The GABCX has managed to outperform the AEDNX and the DEVDX since January 2014. The fund also exhibited relatively less volatility in its price movement compared to the other two alternative funds. The one-year returns of GABCX, AEDNX, and DEVDX are 2.1%, -8.5%, and -5.1%, respectively, as of January 13, 2016. The top equity holdings of GABCX include stocks such as PartnerRe (PRE), Altera (ALTR), Dealertrack Technologies (TRAK), and Thoratec (THOR).

Difference between event-driven and merger arbitrage

The “event-driven” strategy seeks to exploit the short-term mispricing when events such as mergers, acquisitions, and restructurings are announced. It is different from the “merger arbitrage” strategy, as it generally takes long (or buy) only positions, whereas merger arbitrage takes long positions in the target company and short positions in the acquiring company.

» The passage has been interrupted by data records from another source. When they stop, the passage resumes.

PR #444, opened 2023-08-13
Dynamic ticks (2)

adhusson:
**To review, read in priority files that don't end in .s.sol, .t.sol, or .post.sol.**

## TODO
Now merged with #380's TODO

## Summary of dynamic ticks
POC for **raw** dynamic ticks: offerLists are now characterised a triplet `(outbound, inbound, tickScale)`. You can open/close them like before. Users should specify the right `tickScale` when interacting with mangrove — they should know “where the action is”.

The `tickScale` value specifies the distance between ticks, in number of price points (a price point is 1 basis point for now).

Example:
* `tickScale=1`: ticks are 1 bp apart
* `tickScale=8`: if offers have tick `i` have price `p`, offers at tick `i+1` have price `p * 1.0001^8`, ie ticks are ~8 bp apart.

Why **raw** price ticks, as opposed to auto-managed price ticks [^1]:
- more ‘stable’ from the pov of ecosystem development / smart contract: a triplet clearly defines the set of offers you’ll interact with and with what ticksize.
- less complex smart contract code in Mangrove
- governance can always choose to enable at most one `tickScale` for any given `(outbound,inbound)` token pair.
- proxy contracts can manage the API complexity of having to specify price ticks

## Summary of packed offerList arguments
Methods such as `marketOrder`, don't start with `(address outbound, address inbound, uint tickScale, ...` but with `(OLKey memory olKey, ...`. OLKey stands for Offer List Key. The definition of `OLKey` is:

```solidity
struct OLKey {
  address outbound;
  address inbound;
  uint tickScale;
}
```
- Calls to Mangrove are much easier to read and write
- Fewer stack variables internally and for callers. 
- Small gas cost increase (~400).
- Prepares for calldata-reducing optimizations that will drastically reduce costs on L2s.

## Other changes
- Use of the `Market` struct (structu

## Questions
- [x] Should events log the `hash(olKey)` instead of `outbound,inbound,tickScale`? This reduces gas costs and means that for events that specify taker & maker, we can also index those fields (there is a maximum of 3 indexed fields per event). Indexed fields can be efficiently queried.
  - Yes, they should, and they do now.
- [ ] Names are hard. The structure for now is:

```solidity
struct OLKey {
  address outbound;
  address inbound;
  uint tickScale;
}

mapping(bytes32 => OfferList) internal offerLists;

struct OfferList {
  MgvStructs.LocalPacked local;
  mapping(uint => OfferData) offerData;
  mapping(int => Leaf) leafs;
  mapping(int => Field) level0;
  mapping(int => Field) level1;
}

struct OfferData {
  MgvStructs.OfferPacked offer;
  MgvStructs.OfferDetailPacked detail;
}
``` 

It seems slightly suboptimal but I don't know in which direction it should change. I would tend to go towards even simpler names as they are "base concepts" of Mangrove:
* `OLKey`->`Key`, 
* `olKey` -> `key`
* `OfferList` -> `List`
* `offerLists` -> `lists`
* `OfferData` -> `Offer`
* `MgvStructs.OfferPacked` -> `OfferCore`
* `MgvStructs.OfferDetailPacked` -> `OfferDetail`

[^1]: **assisted price ticks**: offerlists are _internally_ `(outbound,inbound,tickScale)`, but Mangrove has an internal notion of the “current” `tickScale`. The public-facing ABI only lets people give an `(outbound,inbound)` pair, so people can only interact with the current `tickScale` (except to remove offers that were created when a different `tickScale` was the default). When the `tickScale` is changed by governance, all current offers linger in a “zombie” state where they cannot be taken (but don’t pollute the OB) and can only be retracted.


lib/TickLib.sol
```diff
@@ -160,42 +160,41 @@ library LeafLib {
...
+  // FIXME should depend on the min and max prices 
+  int constant MIN_LOG_PRICE = -524287;
+  int constant MAX_LOG_PRICE = -MIN_LOG_PRICE;
 
-  function inRange(Tick tick) internal pure returns (bool) {
-    return Tick.unwrap(tick) >= MIN_TICK && Tick.unwrap(tick) <= MAX_TICK;
+  function inRange(int logPrice) internal pure returns (bool) {
+    return logPrice >= MIN_LOG_PRICE && logPrice <= MAX_LOG_PRICE;
+  }
+  function logPriceFromPrice_e18(uint price_e18) internal pure returns (int) {
```
lnist, line 175: e18 is still too little right? The price (with the previous code) went up to 10^22.

src/IMangrove.sol
```diff
@@ -8,33 +8,50 @@ pragma solidity >=0.7.0 <0.9.0;
...
   event Credit(address indexed maker, uint amount);
   event Debit(address indexed maker, uint amount);
   event Kill();
   event NewMgv();
   event OfferFail(
     address indexed outbound_tkn,
     address indexed inbound_tkn,
+    uint indexed tickScale,
     uint id,
     address taker,
```
lnist: this is an example where indexed taker would be nice (and maker for that matter - so with OLID we could do that.

src/MgvLib.sol
```diff
@@ -9,6 +9,26 @@ import {IERC20} from "./IERC20.sol";
...
+  uint tickScale;
+}
+
+library OLLib {
+  // The id should be keccak256(abi.encode(olKey))
+  // To save gas, id() directly hashes the memory (which matches the ABI encoding)
+  // If the memory layout changes, this function must be updated
+  function hash(OLKey memory olKey) internal pure returns (bytes32 _id) {
+    assembly ("memory-safe") {
+      _id := keccak256(olKey, 96)
```
lnist, line 27: Do we have a unit test for this?

src/MgvOfferMaking.sol
```diff
@@ -38,62 +37,56 @@ contract MgvOfferMaking is MgvHasOffers {
...
   */
-  function newOfferByVolume(
-    address outbound_tkn,
-    address inbound_tkn,
-    uint wants,
-    uint gives,
-    uint gasreq,
-    uint gasprice
-  ) external payable returns (uint) {
+  function newOfferByVolume(OLKey memory olKey, uint wants, uint gives, uint gasreq, uint gasprice)
```
lnist, line 44: Should it be OLKey calldata (multiple external calls)

test/core/DynamicTicks.t.sol
```diff
@@ -0,0 +1,130 @@
+// SPDX-License-Identifier:	AGPL-3.0
+
+pragma solidity ^0.8.10;
+
+import "mgv_test/lib/MangroveTest.sol";
+import {MgvStructs, MAX_TICK, MIN_TICK, LogPriceLib} from "mgv_src/MgvLib.sol";
+import {DensityLib} from "mgv_lib/DensityLib.sol";
+import {stdError} from "forge-std/stdError.sol";
```
lnist:
```suggestion
import {stdError} from "forge-std/StdError.sol";
```

src/IMangrove.sol
lnist: We should then emit an event when opening a market which has the out/in/scale and OfferListId hash for the indexer to know what its working with.

lib/TickLib.sol
```diff
@@ -267,18 +262,57 @@ library TickLib {
...
+}
+
+library TickLib {
+
+  function inRange(Tick tick) internal pure returns (bool) {
+    return Tick.unwrap(tick) >= MIN_TICK && Tick.unwrap(tick) <= MAX_TICK;
+  }
+
+  function fromLogPrice(int logPrice, uint tickScale) internal pure returns (Tick) {
+    // Do not force logPrices to fir the tickScale (aka logPrice%tickScale==0)
```
lnist: fir? fit?

lnist: Why don't we want exact math here? Would it surprise makers that we don't?

lib/TickLib.sol
```diff
@@ -160,42 +160,41 @@ library LeafLib {
 
 }
 
-library TickLib {
+library LogPriceLib {
   // Could have an INVALID tick that is > 24 bits? But in `local` how do I write "empty"?
   int constant BP = 1.0001 * 1e18;
```
lnist, line 165: does the change allow us to make BP smaller so we can support stablestable? The current change (as I understand it) allows higher prices to add support for more volatile unstableunstable. We discussed not putting more work into supporting stablestable, but what would the impact be if we decrease this number?

lib/TickLib.sol
lnist: With tickscale price can become much much higher, right?

src/MgvRoot.sol
```diff
@@ -35,55 +36,56 @@ contract MgvRoot is HasMgvEvents {
...
+    * `local` is the Mangrove configuration specific to the `outbound,inbound,tickScale` offerList. It contains e.g. the minimum offer `density`. It contains packed information, see [`structs.js`](#structs.js) for more.
     * `offerData` maps from offer ids to offer data.
   */
 
   /* Note that offers are structured into a tree with linked lists at its leves.
      The root is level2, has 256 level1 node children, each has 256 level0 node children, each has 256 leaves, each has 4 ticks (it holds the first and last offer of each tick's linked list).
      level2, level1 and level0 nodes are bitfield, a bit is set iff there is a tick set below them.
   */
-  struct Pair {
+  // FIXME rename OfferList to OLD (means OfferListData) or such
```
lnist, line 49: I must admit that the renaming from Pair to OfferList made it quite hard to find the important bits to review so I am not sure I saw it all :)

src/periphery/MgvReader.sol
```diff
@@ -365,75 +393,69 @@ contract MgvReader {
...
-
-  /// @param tkn0 one token of the market
-  /// @param tkn1 another token of the market
+  /// @param market the market
   /// @return bool Whether the {tkn0,tkn1} market is open.
   /// @dev May not reflect the true state of the market on Mangrove if `updateMarket` was not called recently enough.
-  function isMarketOpen(address tkn0, address tkn1) external view returns (bool) {
-    (tkn0, tkn1) = order(tkn0, tkn1);
-    return marketPositions[tkn0][tkn1] > 0;
+  function isMarketOpen(Market memory market) external view returns (bool) {
```
lnist, line 423: I seem to remember we allowed half-open markets. This seems to not allow it. What am I missing?

src/MgvOfferTaking.sol
```diff
@@ -104,56 +111,51 @@ abstract contract MgvOfferTaking is MgvHasOffers {
...
-  function generalMarketOrder(
-    address outbound_tkn,
-    address inbound_tkn,
-    Tick maxTick,
-    uint fillVolume,
-    bool fillWants,
-    address taker
-  ) internal returns (uint, uint, uint, uint) {
+
+  function generalMarketOrder(OLKey memory olKey, int logPrice, uint fillVolume, bool fillWants, address taker)
```
lnist: I had expected the `int logPrice` to still be `Tick maxTick`. I am not entirely sure whether this change is needed or good - it seems to introduce some imprecision and possibly some extra calculations.

I am not sure I've found all the places where tick<->logprice conversion happens :)

lib/TickLib.sol
adhusson: Yes this is all temporary pending a tick math pr :)

src/MgvLib.sol
adhusson: Yes! Well depends what you want to test but there is a test that checks it corresponds to the hash of the abi encoding

src/MgvOfferMaking.sol
adhusson: Not sure since hash is always taken it needs to be copied to memory anyway, no?

lib/BitLib.sol
```diff
@@ -2,12 +2,13 @@
 pragma solidity ^0.8.17;
 
 library BitLib {
+  // Returns the number of zeroes in x that do not have a 1 to their left, eg ctz(0)=256, ctz(1)=0
```
espendk: Shouldn't `ctz(1) = 255`? None of the zeroes in `0...01` have a 1 to their left?

lib/BitLib.sol
```diff
@@ -2,12 +2,13 @@
...
   function ctz(uint x) internal pure returns (uint c) {
     assembly ("memory-safe") {
       // Isolate the least significant bit
       x := and(x, add(not(x), 1))
 
-      // Get first 3 bits of c
+      // Get first 3 bits of c, this is the unusual part
```
espendk, line 11: "unusual" compared to what? Where does this come from? :-)

lib/TickLib.sol
espendk, line 1: > Yes this is all temporary pending a tick math pr :)

👍 I'll not review this in any detail then.

src/IMangrove.sol
espendk: Agreed. We've often discussed that it would be great to have more indexed fields in our events and this seems a good way to be able to do that.

src/MgvRoot.sol
espendk: If this `OfferList` struct gets renamed, then we could consider renaming `OLKey` to `OfferList` as I think that could make the public API easier to read. Examples:

- `function activate(OfferList memory offerList, uint fee, uint density, uint offer_gasbase) external;`
- `function marketOrderByPrice(OfferList memory offerList, uint maxPrice, uint fillVolume, bool fillWants)`

Technically, it's not the offer list itself but an ID/key. However, the intuition is clearer with this naming: I'm activating an offer list or running a market order on an offer list.

src/periphery/MgvReader.sol
```diff
@@ -1,19 +1,56 @@
...
+
+// flip tkn0/tkn1 of a market. Useful before conversion to OLKey
+// creates a copy
+function flipped(Market memory market) pure returns (Market memory) {
+  return Market(market.tkn1, market.tkn0, market.tickScale);
+}
+
+// convert Market to OLKey
+// creates a copy
+function toOLKey(Market memory market) pure returns (OLKey memory) {
```
espendk, line 47: It could be clearer that you'll get the tkn0/tkn1 OL, not tkn1/tkn0. Eg by changing the name or adding a parameter that allows the caller to specify which side of the market they want.

src/MgvOfferTakingWithPermit.sol
```diff
@@ -75,70 +75,53 @@ abstract contract MgvOfferTakingWithPermit is MgvOfferTaking {
...
+  {
     unchecked {
-      (successes, takerGot, takerGave, bounty, feePaid) =
-        generalSnipes(outbound_tkn, inbound_tkn, targets, fillWants, taker);
+      (successes, takerGot, takerGave, bounty, feePaid) = generalSnipes(olKey, targets, fillWants, taker);
       /* The sender's allowance is verified after the order complete so that the actual amounts are checked against the allowance, instead of the declared `takerGives`. The former may be lower.
     
     An immediate consequence is that any funds available to Mangrove through `approve` can be used to clean offers. After a `snipesFor` where all offers have failed, all token transfers have been reverted, so `takerGave=0` and the check will succeed -- but the sender will still have received the bounty of the failing offers. */
-      deductSenderAllowance(outbound_tkn, inbound_tkn, taker, takerGave);
+      deductSenderAllowance(olKey.outbound, olKey.inbound, taker, takerGave);
```
espendk: So allowance isn't tied to a tickScale. This seems reasonable. Would probably be good to update comments to explain this + the rationale for it.

src/MgvOfferTaking.sol
```diff
@@ -20,81 +32,76 @@ abstract contract MgvOfferTaking is MgvHasOffers {
     uint feePaid; // used globally
     Leaf leaf;
     Field level1;
-    Tick maxTick; // maxTick is the maximum tick that can be reached by the market order as a limit price.
+    int logPrice; // maxTick is the log of the max price that can be reached by the market order as a limit price.
```
```suggestion
    int logPrice; // logPrice is the log of the max price that can be reached by the market order as a limit price.
```

src/MgvOfferTaking.sol
```diff
@@ -20,81 +32,76 @@ abstract contract MgvOfferTaking is MgvHasOffers {
...
   }
 
   /* # Market Orders */
 
   /* ## Market Order */
   //+clear+
 
-  /* A market order specifies a (`outbound_tkn`,`inbound_tkn`) pair, a desired total amount of `outbound_tkn` (`takerWants`), and an available total amount of `inbound_tkn` (`takerGives`). It returns four `uint`s: the total amount of `outbound_tkn` received, the total amount of `inbound_tkn` spent, the penalty received by msg.sender (in wei), and the fee paid by the taker (in wei).
+  /* A market order specifies a (`outbound_tkn`,`inbound_tkn`,`tickScale`) offerList, a desired total amount of `outbound_tkn` (`takerWants`), and an available total amount of `inbound_tkn` (`takerGives`). It returns four `uint`s: the total amount of `outbound_tkn` received, the total amount of `inbound_tkn` spent, the penalty received by msg.sender (in wei), and the fee paid by the taker (in wei).
```
```suggestion
  /* A market order specifies a (`outbound_tkn`,`inbound_tkn`,`tickScale`) offer list, a desired total amount of `outbound_tkn` (`takerWants`), and an available total amount of `inbound_tkn` (`takerGives`). It returns four `uint`s: the total amount of `outbound_tkn` received, the total amount of `inbound_tkn` spent, the penalty received by msg.sender (in wei), and the fee paid by the taker (in wei).
```

src/MgvOfferTaking.sol
espendk: Agreed.

But if we retain log price, I think it should be called `maxLogPrice`, `limitLogPrice` or similar.
(I won't open the "limit order" vs "market order" debate here. Whoops, I just did 🫣)

src/MgvOfferMaking.sol
```diff
@@ -326,7 +304,8 @@ contract MgvOfferMaking is MgvHasOffers {
         }
       }
 
-      // mapping (uint => MgvStructs.OfferPacked) _offers = offers[ofp.outbound_tkn][ofp.inbound_tkn];
+      Tick insertionTick = TickLib.fromLogPrice(insertionLogPrice, ofp.olKey.tickScale);
```
espendk: It feels like we're converting back-and-forth between ticks and log prices. Maybe we should calculate both once and then drag them around in a struct?

espendk:
Names are indeed hard. As noted in a comment above, I think looking at the names from the perspective of the public API could perhaps guide us a bit.

For example, whenever the API needs to know which offer list to operate on, it takes an `OLKey`; I think `OfferList` would be more readable there.

So a proposal could be:
* `OLKey`->`OfferList`, 
* `olKey` -> `offerList`
* `OfferList` -> `OfferListData`
* `offerLists` -> `offerListsData`
* `OfferData` -> `OfferData`
* `MgvStructs.OfferPacked` -> `OfferCoreData`
* `MgvStructs.OfferDetailPacked` -> `OfferDetailData`

src/MgvOfferMaking.sol
lnist: Also if called directly with a hash from the outside? "OLID" approach.

lnist: I did not know you could not do hash of calldata.

src/IMangrove.sol
adhusson: ok, I pushed e97ca3cd12692968decf97902e12c2328547d72a :)

src/MgvOfferMaking.sol
adhusson: fixed by 86f994841ebd482bf95d391b2f2f4a5ce1edc086

lib/TickLib.sol
adhusson: Yeah it's not clear. They have to specify the `tickScale` so they should be aware. And tooling can choose whether to error or allow not-exactly-matching `logPrice`s. 

The scenario I have in mind: offer makers have a default "price computation" function. They can just call it and pass it without thinking about tickScale and get approximated away if they want to. Otherwise they'd have to call `logPrice/tickScale*tickScale` in addition.

WDYT?

lib/TickLib.sol
adhusson: Immediate impact is that total tick range must be increased to get the same price range as we have now, or we must introduce tick shift. Also future increased gas use when computing tickBase^logPrice (~a few hundred gas / tick I estimate)

src/MgvRoot.sol
adhusson: Well the FIXME is an old comment I meant to remove :p `OLKey` is really everywhere / pervasive, so a short name would be better. Also `key` I think is less error-inducing maybe? `Id` works as well. Just `Key` maybe?

src/periphery/MgvReader.sol
adhusson: `tkn0,tkn1` are canonically ordered so I think this does allow half-open markets?

src/MgvOfferTaking.sol
adhusson: @lnist the initial idea is that it is more intuitive to specify the log of the price rather than the index of the offer in the data structure that stores it. Before this PR, tick was always equal to logPrice, so there was no choice to make between the two.

@espendk now that `snipes` are gone, we might as well say `order`? The `marketOrder` function can definitely both work a (now true) limit order and as a market order.

lib/BitLib.sol
adhusson: english spec wrong `s/left/right`, fixed in c85c1e8b40fc1b19cdf37af1e0c4ada36a5b4c4c

lib/BitLib.sol
adhusson: There's a common trick documented in [this paper](http://supertech.csail.mit.edu/papers/debruijn.pdf) and [this page](https://graphics.stanford.edu/~seander/bithacks.html#IntegerLogDeBruijn) (also more on [stackoverflow](https://stackoverflow.com/questions/68677658/how-does-one-find-the-floor-of-the-log-base-2-of-an-n-bit-integer-using-bitwise) and [wikipedia](https://en.wikipedia.org/wiki/De_Bruijn_sequence)) to help you find the position of an isolated one in a bit sequence.

Starting from solady's solidity implementation of this idea (see below in the same file), I have found a trick to be cheaper with 256 words (normally you have to find the first 3 bits of the 1 position "by hand" then you can use deBruijn for the remaining 5 bits). I haven't yet written a complete explainer because I don't think we'll end up using it, but I'll write something up in the future. I don't think we'll use it because it seems like our bitmaps will be on 64 or 128 bits, in which case the method I use here is not the cheapest gaswise.

src/periphery/MgvReader.sol
adhusson: What about `toOLKey` + `toOLKeyFlipped`?

src/MgvOfferTakingWithPermit.sol
adhusson: agreed, it's a TODO

src/MgvRoot.sol
espendk: Alright. I think we're entering bike-shedding territory, especially re. length of names 😅
Re. just using `Key`: It's a generic name that doesn't convey what it relates to. So if the name should be ultra-short I think the current name or an acronym is better as it's less easy to misunderstand.

src/MgvOfferTaking.sol
espendk: > now that `snipes` are gone, we might as well say `order`? The `marketOrder` function can definitely both work a (now true) limit order and as a market order.

True. I think `order` would be clearer. And `limitOrder` even more so, since a DeFi market order in Mangrove will be modeled by adding slippage to the limit logPrice. But `order` could be a good compromise.

lib/BitLib.sol
espendk: Ok great. If we end up keeping (a variant of this) these reference will be great to have in the code.

src/periphery/MgvReader.sol
espendk: Since we're using "market" terminology, we could use "asks" and "bids", eg `asksToOLKey` or `toOLKeyAsks` ?

lib/TickLib.sol
lnist: I'm ok with it being external to the contract.

src/periphery/MgvReader.sol
lnist: Sorry I had forgotten what marketPositions contained :) you are right.

lnist (approved):

src/MgvOfferMaking.sol
adhusson: I don't think we're doing back-and-forth? Also logPrice <> tick conversion is extremely cheap.
1. insertionLogPrice is an argument
2. it is written as the `offerLogPrice` (got a bug to fix there, price should approximated)
3) it is converted to `tick` to be compared with `local.tick()` and used throughout the insertion algo

BTW, expanding our memory structs are costly --  e.g. with yesterday I was replacing `out,in,scale` with `key` in the events we emit, and I tried a) recompute `olKey.hash()` every time or b) add an `olKeyHash` field to the `SingleOrder` and `OfferPack` structs. The `market_order_8` gas test was 6k gas more expensive with b)!

adhusson:
> So a proposal could be:
> 
> OLKey->OfferList,
olKey -> offerList
OfferList -> OfferListData
offerLists -> offerListsData
OfferData -> OfferData
MgvStructs.OfferPacked -> OfferCoreData
MgvStructs.OfferDetailPacked -> OfferDetailData

I think they are way too long :p In my personal experience I have a much harder time committing APIs to memory when their most common names are like that; I also want to work with them less, and I also have a harder time rereading code I wrote that uses those API because the amount of line noise is high. 

Naming is definitely hard though and longer names are sometimes crucial to prevent confusion. Also `OLKey` is not good. Maybe `Market` after all, despite the name clash with the client API?

src/periphery/MgvReader.sol
adhusson: interesting -- internal to MgvReader we don't have a notion of quote/base inside a Market, just tkn0/tkn1. It's just supposed to represent "both offer lists" without the quote/base asymmetry. So maybe we should not use `Market` here actually. I think introducing asks/bids would create too much cognitive overhead here anyway, you'd end up wondering which one flips and which one doesn't.

I don't think it's that confusing as it is, but maybe `toOLKey01` and `toOLKey10` (as a reference to market tkn0/tkn1)?

Or `toOLKeyDirect`/`toOLKeyFlipped`

src/MgvOfferTaking.sol
adhusson: > But if we retain log price, I think it should be called maxLogPrice, limitLogPrice or similar.

Fixed in 6b1891bf75d66f6c11fbe4c42d0a93ee3e490dfa

src/MgvOfferMaking.sol
espendk: Understood 👍

espendk:
> Also `OLKey` is not good. Maybe `Market` after all, despite the name clash with the client API?

The circle is complete 😅 Let's maybe park it for a bit?

foundry.toml
```diff
@@ -7,12 +7,14 @@ test='test'
...
 cache_path='cache'
-fs_permissions = [{ access = "read-write", path = "./addresses/"}, { access = "read-write", path = "./analytics/"}, { access = "read", path = "./out/" }]
-solc_version="0.8.18"
+evm_version='paris'
+fs_permissions = [{ access = "read-write", path = "./addresses/"}, { access = "read", path = "./out/" }]
+solc_version="0.8.21"
 ffi=true
-# optimizer=false
-# optimizer_runs=200
+optimizer=false
```
espendk, line 14: Should this be commented out?

src/IMangrove.sol
espendk, line 1: Events here don't seem to have been updated to match MgvLib

test/core/Gatekeeping.t.sol
```diff
@@ -182,38 +182,38 @@ contract GatekeepingTest is MangroveTest {
     mkr.newOfferByVolume((1 << 96) + 1e28, 1 ether, 10_000, 0);
   }
 
-  function test_makerTick_wider_than_24_bits_fails_newOfferByTick() public {
-    vm.expectRevert("mgv/writeOffer/tick/outOfRange");
-    mkr.newOfferByTick(1 << 23, 1 ether, 10_000, 0);
+  function test_makerTick_wider_than_24_bits_fails_newOfferByLogPrice() public {
+    vm.expectRevert("mgv/writeOffer/logPrice/outOfRange");
+    mkr.newOfferByLogPrice(1 << 23, 1 ether, 10_000, 0);
```
espendk: Should logPrice fit in 24 bits?

I ask because the old test was too permissive: Ticks actually had to fit in 20 bits.

test/core/Gatekeeping.t.sol
```diff
@@ -309,6 +307,25 @@ contract GatekeepingTest is MangroveTest {
     tkr.marketOrder(0, 1 << 160);
   }
 
+  /*
+  // FIXME reactivate this test
```
espendk: There are tests of `clean` parameter validation tests in `TakerOperations.t.sol` , eg `test_gives_volume_above_96bits_fails_clean`.

So not sure these tests should be reactivated?

If they should, they should be placed together with those other clean parameter validation tests.

test/core/HigherTickBecomesBest.t.sol
espendk, line 1: Does this file serve a purpose?

test/core/TakerOperations.t.sol
```diff
@@ -724,9 +729,9 @@ contract TakerOperationsTest is MangroveTest {
     }
     mkr.expect("mgv/tradeSuccess");
     // first two offers are at right price
-    uint takerWants = 0.1 ether;
-    uint takerGives = 2 * takerWants;
-    mgv.marketOrderByVolume{gas: 450_000}($(base), $(quote), takerWants, takerGives, true);
+    uint takerWants = 0.1 ether + 0.1 ether;
+    uint takerGives = 0.1 ether + 0.2 ether;
```
espendk: This deviates from the pattern in the previous two tests.

I changed this because the old tests were unclear and one didn't actually make sense, I believe it was this one: The comment says the "first two offers are at right price" but that is not true now as evidenced by `offersExpectedTaken = 1` above.

I think this change should be reverted or it should be made clearer, what this test is supposed to test.

espendk (commented):
This review focuses on the changes to tests after merging `feat/ticks` into `feat/dynamic-ticks-packed`. I've ignored the gas tests as @lnist  have reviewed and adapted them.

foundry.toml
adhusson: It doesn't really matter for now anyway but yes :)

src/IMangrove.sol
adhusson: yes that's on my TODO but I think they were _already_ out of sync before :p

test/core/Gatekeeping.t.sol
adhusson: removed!

test/core/HigherTickBecomesBest.t.sol
adhusson: No I think it was a local file I had lying around

test/core/TakerOperations.t.sol
adhusson: addessed in cf54a2471e08dd93819e51782d782552aa7e1219

espendk (approved):

PR #445, opened 2023-08-14
feat(gas): Replace old gas tests with more comprehensive suite

lnist:
See test/core/gas/README.md

Adds a ./gas-measurement.sh for dumping measurements to out/gas-measurement.csv

Note: There are quite a bit of tests that inherit from other tests and override setup to change the test case. This is due to only setup being able to vary test data without warming stuff: https://github.com/foundry-rs/foundry/issues/1340 .


gas-measurement.sh
```diff
@@ -0,0 +1,26 @@
+#!/bin/sh
```
espendk, line 1: Should this file be marked as executable in git?

espendk (approved):
Awesome!

Comprehension-wise it's quite dense (the inheritance structure complex, which I understand is needed), so perhaps an example of how to read one of the tests and its result could be helpful?


The CSV file could perhaps be made more amenable for analysis of the results.
Eg by using multiple columns/dimensions such that variations of the same test could easily be identified (eg a shared key) and compared (eg by having a column for the dimension set to `true` or by having a `dimensions` column).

During corporate stock-to-stock mergers, a merger arbitrageur buys the stock of the target company while shorting the stock of the acquiring company, as the stock price of the target company usually remains somewhere below the acquisition price. A long forward contract means entering a contract to buy a particular asset at a future date with the expectation that the asset will rise in value. A short position is opposite to a long position where the expectation is bearish.